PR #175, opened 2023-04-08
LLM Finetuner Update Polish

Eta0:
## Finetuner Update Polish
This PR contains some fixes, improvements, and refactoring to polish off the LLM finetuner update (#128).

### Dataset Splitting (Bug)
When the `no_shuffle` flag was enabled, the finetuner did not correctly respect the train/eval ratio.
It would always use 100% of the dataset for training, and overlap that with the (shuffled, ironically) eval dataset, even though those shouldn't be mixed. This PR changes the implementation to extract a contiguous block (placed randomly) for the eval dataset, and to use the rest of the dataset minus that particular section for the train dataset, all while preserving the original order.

.....

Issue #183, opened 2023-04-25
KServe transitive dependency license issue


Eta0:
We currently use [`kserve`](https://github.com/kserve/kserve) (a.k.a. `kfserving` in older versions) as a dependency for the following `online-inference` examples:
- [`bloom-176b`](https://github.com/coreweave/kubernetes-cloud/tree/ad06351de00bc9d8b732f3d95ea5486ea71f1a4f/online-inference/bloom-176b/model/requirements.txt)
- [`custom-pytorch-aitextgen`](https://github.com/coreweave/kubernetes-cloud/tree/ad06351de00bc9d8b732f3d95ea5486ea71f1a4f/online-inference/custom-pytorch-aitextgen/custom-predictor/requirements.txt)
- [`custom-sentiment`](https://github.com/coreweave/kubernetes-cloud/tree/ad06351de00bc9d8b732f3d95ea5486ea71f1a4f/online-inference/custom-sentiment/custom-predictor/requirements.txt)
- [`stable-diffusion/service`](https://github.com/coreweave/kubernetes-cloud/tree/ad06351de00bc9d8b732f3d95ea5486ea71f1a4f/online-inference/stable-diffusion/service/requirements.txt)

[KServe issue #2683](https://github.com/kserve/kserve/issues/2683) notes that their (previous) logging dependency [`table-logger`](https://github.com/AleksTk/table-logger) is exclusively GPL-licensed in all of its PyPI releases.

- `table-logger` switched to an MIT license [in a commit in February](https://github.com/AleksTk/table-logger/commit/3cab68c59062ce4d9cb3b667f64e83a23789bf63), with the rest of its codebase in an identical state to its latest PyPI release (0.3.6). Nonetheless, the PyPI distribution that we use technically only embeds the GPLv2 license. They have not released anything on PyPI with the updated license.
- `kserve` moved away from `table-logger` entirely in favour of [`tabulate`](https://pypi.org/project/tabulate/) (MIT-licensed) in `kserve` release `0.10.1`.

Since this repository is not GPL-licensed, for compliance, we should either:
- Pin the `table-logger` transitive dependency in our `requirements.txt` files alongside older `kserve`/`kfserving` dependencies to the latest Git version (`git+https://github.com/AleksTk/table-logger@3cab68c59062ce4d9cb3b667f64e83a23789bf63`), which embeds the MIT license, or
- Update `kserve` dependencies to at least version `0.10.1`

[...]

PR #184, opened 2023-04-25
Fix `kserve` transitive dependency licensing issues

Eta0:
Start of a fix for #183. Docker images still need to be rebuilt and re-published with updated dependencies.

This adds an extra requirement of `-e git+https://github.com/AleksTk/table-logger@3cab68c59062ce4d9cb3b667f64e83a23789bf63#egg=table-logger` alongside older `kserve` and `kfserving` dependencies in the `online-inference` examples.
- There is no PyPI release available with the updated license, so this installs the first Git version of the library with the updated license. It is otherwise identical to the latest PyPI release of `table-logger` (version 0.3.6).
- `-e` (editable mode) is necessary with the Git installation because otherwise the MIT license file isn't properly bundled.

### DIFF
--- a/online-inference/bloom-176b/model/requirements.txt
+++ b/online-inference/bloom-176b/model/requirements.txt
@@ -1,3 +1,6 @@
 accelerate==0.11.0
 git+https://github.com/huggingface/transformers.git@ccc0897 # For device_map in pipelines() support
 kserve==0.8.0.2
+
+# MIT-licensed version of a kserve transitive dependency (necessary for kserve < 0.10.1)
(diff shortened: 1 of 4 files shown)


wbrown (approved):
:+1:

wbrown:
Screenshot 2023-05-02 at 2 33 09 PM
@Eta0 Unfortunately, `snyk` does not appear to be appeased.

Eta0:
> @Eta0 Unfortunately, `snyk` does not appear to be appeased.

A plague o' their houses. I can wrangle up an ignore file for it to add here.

.....

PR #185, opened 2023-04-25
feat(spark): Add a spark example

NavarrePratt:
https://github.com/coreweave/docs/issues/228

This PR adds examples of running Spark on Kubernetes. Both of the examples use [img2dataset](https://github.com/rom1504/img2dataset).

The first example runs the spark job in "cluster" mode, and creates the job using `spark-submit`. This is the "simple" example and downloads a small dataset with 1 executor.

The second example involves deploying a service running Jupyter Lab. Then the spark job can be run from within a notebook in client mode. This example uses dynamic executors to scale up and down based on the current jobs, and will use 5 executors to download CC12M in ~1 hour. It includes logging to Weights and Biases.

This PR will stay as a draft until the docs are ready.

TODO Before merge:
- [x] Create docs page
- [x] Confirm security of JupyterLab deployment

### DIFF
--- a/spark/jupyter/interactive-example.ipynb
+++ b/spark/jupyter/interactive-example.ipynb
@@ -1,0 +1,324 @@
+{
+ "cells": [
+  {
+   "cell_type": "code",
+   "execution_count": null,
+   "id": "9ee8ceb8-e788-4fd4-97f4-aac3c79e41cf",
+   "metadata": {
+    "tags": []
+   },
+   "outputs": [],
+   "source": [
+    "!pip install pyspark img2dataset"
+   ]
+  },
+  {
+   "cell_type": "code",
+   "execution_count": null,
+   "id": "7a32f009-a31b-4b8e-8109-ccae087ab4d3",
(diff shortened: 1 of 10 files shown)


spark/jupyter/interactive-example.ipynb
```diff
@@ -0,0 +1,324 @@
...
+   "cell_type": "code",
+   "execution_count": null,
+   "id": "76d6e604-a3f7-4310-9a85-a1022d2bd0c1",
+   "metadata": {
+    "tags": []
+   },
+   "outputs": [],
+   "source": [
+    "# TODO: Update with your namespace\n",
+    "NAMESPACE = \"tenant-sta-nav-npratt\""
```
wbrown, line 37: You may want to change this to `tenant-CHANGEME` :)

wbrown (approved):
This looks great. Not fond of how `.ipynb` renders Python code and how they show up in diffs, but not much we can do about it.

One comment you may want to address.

.....

Exercise
Show all lines from the listing above in which "will" appears.

Solution to the problem
The second example involves deploying a service running Jupyter Lab. Then the spark job can be run from within a notebook in client mode. This example uses dynamic executors to scale up and down based on the current jobs, and will use 5 executors to download CC12M in ~1 hour. It includes logging to Weights and Biases.
This PR will stay as a draft until the docs are ready.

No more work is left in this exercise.